Often it takes a couple years for enough statistical data to be collected to get a clear picture of the effects of Republican class warfare in the US. The truth about Republican economics is that trickle down never has trickled down and never will. It always gushes up. This has led to inequity so severe, that it must be changed.
NEW statistics show an ever-more-startling divergence between the fortunes of the wealthy and everybody else — and the desperate need to address this wrenching problem. Even in a country that sometimes seems inured to income inequality, these takeaways are truly stunning.
In 2010, as the nation continued to recover from the recession, a dizzying 93 percent of the additional income created in the country that year, compared to 2009 — $288 billion — went to the top 1 percent of taxpayers, those with at least $352,000 in income. That delivered an average single-year pay increase of 11.6 percent to each of these households.

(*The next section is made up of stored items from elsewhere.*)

PR #595, opened 2018-04-20
IRSA-318 Time Series Tool should not put lower limit on periods. set …

wmiipac:
As requested by user in the "Set Period" panel, the desired behavior is to:
  1.  keep default minimum value of the slider as 0.001
  2.  set the period value validation should be just larger than 0, i.e. user can enter period >0 and set lower limit of the slider >0.


ejoliet:
@wmiipac Can you build irsaviewer in kubernetes (via Jenkins) and paste the url for Luisa to test?

lrebull:
OK, as far as I can tell, this build does what was asked of it. We have the whole 5000 point limit, which is a different thing entirely. But as far as I can tell, this meets the requirements.

ejoliet:
Luisa, just to clarify, this change is not for the release anyway. This will appear in dev.

PR #597, opened 2018-04-21
IRSA-1709: Catalog search intermittently fail to load results

loitly:
https://jira.ipac.caltech.edu/browse/IRSA-1709
IRSA-1709: Catalog search intermittently fail to load results

Best way to reproduce this is to use Safari's '_private window_'.  Once firefly is loaded, do a catalog search with a larger radius search.  This will put the search into a 'backgroundable' mode, but the results will fail to return.

This is an issue when there are multiple connections to the server without a `usrkey`(cookie).
The logic is to create a `usrkey` when one is not defined.  In this scenario, a websocket connection
is given a different usrkey then subsequence calls, causing server to client communication failure.

Solution is to create a `usrkey` if one is not found.  Also, establish a websocket connection first 
before doing anything else.  This ensure that the client is getting all of the messages from the
server during startup.

Another notable change in this PR is the reorganization of what we call startup parameter.
In the old way, we define a firefly.app object which contains properties used during startup(bootstrap).
firefly.app may contains an 'options' property which is used to customize a variety of Firefly's behaviors.
Also, there are places where 'options' are defined directly under firefly, i.e. '`firefly.options`'

In this PR, bootstrap will take 2 parameters; props and options.
- props(AppProps) is defined as firefly.app
- options(FireflyOptions) is defined as firefly.options

This will be used consistently everywhere, API as well as the application HTML page.

The defaults for these 2 parameters are defined in `Firefly.js`.  It should also provides basic documentation on its usage.. (just skeleton, to be filled in later)
There are 2 places where the defaults can be overridden; at the application entry point or at window.firefly.
Properties defined in window.firefly will override entry point, and what's defined in entry point will override Firefly.js's defaults.
Parameters are deep(recursively) merged, unless the value is an array, in which case, it will replace.

Also in this PR:
- remove old GWT code
- refactor Table code to use a generic 'Send to background' panel

Changes are in firefly, ife, and suit under the same branch name.
Reviewers, please help to ensure that the proper options/props are defined for every applications.  I've removed many duplicate declarations and fear that I may have remove one too many.


src/firefly/js/Firefly.js
```diff
@@ -65,35 +86,81 @@ export const Templates = {
...
-    imageMasterSourcesOrder: '',
+    imageMasterSourcesOrder: undefined,
     workspace : { showOptions: false},
-    hips : {useForCoverage: true, useForImageSearch: true,
-            hipsSources: 'all',
-            defHipsSources: {source: 'irsa', label: 'Featured'},
-            mergedListPriority: 'irsa'}
+
+    charts: {
+        // TODO: need to define all options with defaults here.
```
tgoldina: maxRowsForScatter: 5000, // maximum table rows, for which scatter plot can be created
multitrace: true,  // deprecated - by default we use multi-trace architecture
singleTraceUI: false, // by default we support multi-trace in UI
ui: {HistogramOptions: {fixedAlgorithm: undefined}} // by default we allow both "uniform binning" and "bayesian blocks"

lznakano:
I checked the Finderchart in this pull request.  The single and multiple search work fine.  But download is hanging.  It showed the "send to background" but never got result back.

src/firefly/html/firefly.html
```diff
@@ -12,33 +12,7 @@
...
-                    coverage : { // example of using DSS and wise combination for coverage (not that anyone would want to combination)
-                        hipsSourceURL : 'http://alasky.u-strasbg.fr/DSS/DSSColor', // url
-                        imageSourceParams: {
-                            Service : 'WISE',
-                            SurveyKey: '1b',
-                            SurveyKeyBand: '4'
-                        }
-                    }
-                }
+                template: 'FireflyViewer'     // set to app mode, instead of api.
```
robyww: Loi an I discuss moving all the defined options in firefly.html to firefly-dev.html.  This way firefly-dev.html can become an example of how to set options.  They will defined in firefly-dev.html even if they are not overriding the default.  Also we will add more and some documentation there as well.  This example will be very valuable of NED and new developers that are less familiar with options.

src/firefly/html/slate.html
```diff
@@ -17,14 +17,14 @@
...
-                    hips : {useForCoverage: true, useForImageSearch: true},
-                    charts: {multitrace: true}
-                }
+                ],
+            },
+            options : {
+                MenuItemKeys: {maskOverlay:true},
+                catalogSpacialOp: 'polygonWhenPlotExist',
+                disableDefaultDropDown: true,
+                hips : {useForCoverage: true, useForImageSearch: true},
```
robyww: hips should be removed since it will pickup the default. I think hips is defaulted now.

PR #607, opened 2018-05-11
DM-13382: In TablePanel, allow option to show data type

loitly:
https://jira.lsstcorp.org/browse/DM-13382

Add option to show/hide column's data type.  Option is added to option panel and exposed through API as well.  
I took the liberty of adding some style to the data type because it looks pretty bad without it.  
If you don't like it, I have not problem changing it to something people agree to.

A couple of things you should be aware of.
- Sorting is triggered by clicking anywhere on the column header, not just the column's label.
- Cursor's is change to a 'pointer' icon when hover over the column's header.

Deployed to k8s:
https://irsawebdev9.ipac.caltech.edu/dm-13382/firefly/

### DIFF
--- a/src/firefly/js/api/ApiHighlevelBuild.js
+++ b/src/firefly/js/api/ApiHighlevelBuild.js
@@ -124,14 +124,22 @@ function buildTablePart(llApi) {
      * @prop {boolean} removable    true if this table can be removed from view.  Defaults to true.
      * @prop {boolean} backgroundable    true if this search can be sent to background.  Defaults to false.
      * @prop {boolean} showUnits    defaults to false
+     * @prop {boolean} showTypes    defaults to false
      * @prop {boolean} showFilters  defaults to false
      * @prop {boolean} selectable   defaults to true
      * @prop {boolean} expandable   defaults to true
      * @prop {boolean} showToolbar  defaults to true
+     * @prop {boolean} showTitle    defaults to true
+     * @prop {boolean} showPaging   defaults to true
+     * @prop {boolean} showSave     defaults to true
+     * @prop {boolean} showOptionButton    defaults to true
+     * @prop {boolean} showFilterButton    defaults to true
      * @prop {boolean} border       defaults to true
+     * @prop {boolean} help_id      link to help if applicable
      * @prop {function[]}  leftButtons   an array of functions that returns a button-like component laid out on the left side of this table header.  Function will be called with table's state.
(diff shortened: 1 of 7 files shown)


ejoliet:
I actually found a problem. When filters are shown and enter in one, the column get sorted unexpectedly. You might want to check. It doesn't happen in dev or test.

loitly:
> I actually found a problem. When filters are shown and enter in one, the column get sorted unexpectedly. You might want to check. It doesn't happen in dev or test.

This is fixed and redeployed to k8s.

ejoliet:
@loitly Expected feedback from @vandesai1 this Friday.

vandesai1:
I was hoping to get more scientists to weigh in on this, but they are all busy. So here are my comments: 

- In order to display the data types (they are off by default), you have to click on the gears icon and select "Show Types" to turn it on. This is not clear enough. "Show Data Types" would be more clear. If that is too long to fit in the dialog, then consolidate all instances of "Show", so it would be "Show: Units Types Filters", which check boxes in front of "Units", "Types, and "Filters".

- Note that the above suggestion of consolidation also changes the order, which should be in the same order as the information is displayed. Currently, it is column name, data type, units, filters. I think it should be column name, units, data type, filters. I realize that data type comes above units in IPAC tables, but it's not the most sensible presentation of the data.

- The data types should not be red. That makes them see very important. They aren't more important than the column name. It's ok if they remain italicized.

loitly:
@vandesai1, I've made changes according to your suggestions.  You can see it here: https://irsawebdev9.ipac.caltech.edu/dm-13382/firefly/.

vandesai1:
@loitly, in the dialog where you control the column header, I think it should say "Data types" instead of just "Types". Also, I think units should be on by default.

loitly:
> Also, I think units should be on by default.
Are you sure about this?  Many tables do not have units.  Leaving it on by default will create blank spaces in the header for these tables.

vandesai1:
Do you have an example of tables without units, so I can take a look?

xiuqin:
Unit display turn on/off by default should be captured in separate ticket. We need to go through other types of table data. I would say for this ticket, lets concentrate on data type display. And I think by default it should be turned off.

ejoliet:
If CCB agree on having unit displayed by default and this PR is still open, i think we should take the opportunity to check this off the list.
Otherwise, raise ticket and assign to me. I will do it right away after CCB agrees.

loitly:
Updated label from 'Types' to 'Data Types'.

PR #609, opened 2018-05-17
IRSA-1785: Add skeleton of SOFIA app to IFE

loitly:
https://jira.ipac.caltech.edu/browse/IRSA-1785
https://jira.ipac.caltech.edu/browse/IRSA-1837
https://jira.ipac.caltech.edu/browse/IRSA-1878
https://jira.ipac.caltech.edu/browse/IRSA-1880
https://jira.ipac.caltech.edu/browse/IRSA-1897
https://jira.ipac.caltech.edu/browse/IRSA-1898

Changes also in IFE under the same branch.
Deployed to k8s at: https://irsawebdev9.ipac.caltech.edu/irsa-1785/applications/sofia/

To build:  cd ./ife; gradle :sofia:war

Skeleton created with:
- Sofia.jsx (main app)
- Sofia.css (stylesheet)
- SofiaConfig.js  (config, constant, etc)
- SofiaManager.js
- SofiaSearchForm.jsx
- SofiaBasicView.jsx
- SofiaQuery
   - query wise TAP interface
- SofiaImageRetrieve
  - based on selected row's ra/dec, retrieved wise most-centered image from IBE.


ejoliet:
Also, maybe @robyww can help to debug the issue related to the image expand mode.

loitly:
@ejoliet , @wmiipac 
I've added another commit to address the additional features requested.  It's pushed out to k8s now.
However, the `Sent to Viewer` will not work because the link to irsaviewer is set to /irsaviewer, which will not work in this k8s environment.  It should work locally and elsewhere in irsa.

ejoliet:
I guess you have left also this for after merging?

> - we would need also to have a way to set the order and the active tab such that AOR table is the first one and highlighted. (this is also related to this issue in FC IRSA-1249 and related issues)

loitly:
Added another commit that fixed irsa ticket [IRSA-1897](https://jira.ipac.caltech.edu/browse/IRSA-1897).
Also, make irsaviewer path relative so that it can be deployed to k8s at a subpath.

loitly:
Added another commit to work on irsa-1898: Make possible to order tables result tabs.

ejoliet:
@loitly I've checked that IRSA-1898 and IRSA-1897 looks good in the latest commit. Thanks!

src/firefly/js/tables/tables-typedefs.jsdoc
```diff
@@ -134,3 +134,30 @@
...
+ * @prop {boolean} [showFilters=false]
+ * @prop {boolean} [showToolbar=true]
+ * @prop {boolean} [showTitle=true]
+ * @prop {boolean} [showPaging=true]
+ * @prop {boolean} [showSave=true]
+ * @prop {boolean} [showOptionButton=true]
+ * @prop {boolean} [showFilterButton=true]
+ * @prop {function[]}  [leftButtons]   an array of functions that returns a button-like component laid out on the left side of this table header.
+ * @prop {function[]}  [rightButtons]  an array of functions that returns a button-like component laid out on the right side of this table header.
+ */
```
ejoliet: Always good to see doc improvements! +1

src/firefly/js/tables/TablesCntlr.js
```diff
@@ -357,7 +357,7 @@ function tblResultsAdded(action) {
             var {tbl_id, title, options={}, tbl_ui_id} = action.payload;
 
             title = title || tbl_id;
-            options = Object.assign({tbl_group: 'main', removable: true}, options);
+            options = Object.assign({tbl_group: 'main', removable: true, setAsActive:true}, options);
```
ejoliet: That would mean that in order to activate a particular table, i need to pass on the attribute 'setAsActive:false' to any other table request?

loitly: I would not put it that way, because there's an action to set a table active.

This added option is useful in the case when you know whether or not this table should be active by default when added.

src/firefly/js/api/ApiViewer.js
```diff
@@ -117,6 +117,19 @@ export function getViewer(channel,file=defaultViewerFile) {
...
+ * @param {object} p            parmeter
+ * @param {String} [p.channel]  default to current connected channel.
+ * @param {String} [p.file]     url path, or the html file to load.  Defaults to blank(index of the app).
+ * @param {String} [p.iframeId]
+ */
+export function getRemoteViewer({channel, file, iframeId}) {
+    const win = iframeId ? document.getElementById(iframeId).contentWindow : window;
+    const getViewer = get(win, 'firefly.getViewer');
+    return getViewer && getViewer(channel, file);
+}
```
robyww: A few comments:

- Where is loadRemoteApi?  Has it been written yet?
- What is the difference between the name getViewer and getRemoteViewer? They are both really the same.  They both want to talk to a viewer
- right now, `getRemoteViewer` will act like `getViewer` if channel and file are only passed.
- could the iframe id and the channel id be the same?  In other words, we always name an iframe by this new channel we a using to talk? They we would not need a iframeId parameter. It could check using channel.
- Down the road if we removed the iframe we could not touch the api.
- I do like the fact that the rest of the codes does not need to know it is talking to an iframe 
- I think:
    - `getRemoteViewer` should be merged with `getViewer` and called `getViewer`
    -  take 2 parameters as it does now
     - have coded added to check it an iframe with the channel name exist
     - it it does, then operate as `getRemoveViewer` otherwise operate as `getViewer`

loitly: IMO, this is how getViewer should be:
`getViewer({channel, file, baseUrl})`
- baseUrl is where you can locate firefly_loader.js, i.e /irsaviewer, /applications/finderchart, etc
  - use baseUrl as the frame-id, if iframe is used.
  - we should not tie channel to baseUrl because it's possible to have multiple channels. 
- it should be async, either via promise(preferred but not fully supported) or a callback.
  - this allow for lazy-loading and does not require loading the api separately.
- the single parameter with properties is to allow for more parameters in the future without fear of breaking the api.

If we want to do the above and still be backward compatible, we can make `getRemoteViewer` the new api and deprecate `getViewer`.  `getViewer` will call `getRemoteViewer` with immediate return for a `synch` behavior.

robyww: I guess you could do that.  That might even work better if the future if we make part of it npm installable.  But, you could since you could still use `getViewer`, If it is passed an object just use the new behavior, if a string use the old.

robyww: promises are support if we load firefly because we  bring them in.

robyww: OK, I am having second thoughts about `getViewer()` returning a promise. I think your original two function approach is better.  The reason is that for 90% of the use cases it makes `getViewer()` more complex. I think we need to make it simple for the normal use case.

loitly:
@robyww , I've made another commit to address some of your concerns.
- getViewer remains as is.  getRemoteViewer introduced to support loading `viewer` from a different application.
- both are synchronous call because browser popup will block if it's asynchronous.
- iframe implementation reference is completely hidden
Please review again.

Still more astonishing was the extent to which the super rich got rich faster than the merely rich. In 2010, 37 percent of these additional earnings went to just the top 0.01 percent, a teaspoon-size collection of about 15,000 households with average incomes of $23.8 million. These fortunate few saw their incomes rise by 21.5 percent.
The bottom 99 percent received a microscopic $80 increase in pay per person in 2010, after adjusting for inflation. The top 1 percent, whose average income is $1,019,089, had an 11.6 percent increase in income…
Inserted from <NY Times>
The Republican response to such inequity is simple. Take more from the poor and middle classes so the rich can pay less. That’s because Republicans govern exclusively for the benefit of millionaires, billionaires, and corporate criminals. They do NOT represent YOU! Your job is to replace them with Democrats.





Mitt Romney offered a sweeping plan Friday to boost the American economy, a program loaded with previously outlined tax and spending cuts as well as new changes in how Social Security and Medicare recipients would get benefits…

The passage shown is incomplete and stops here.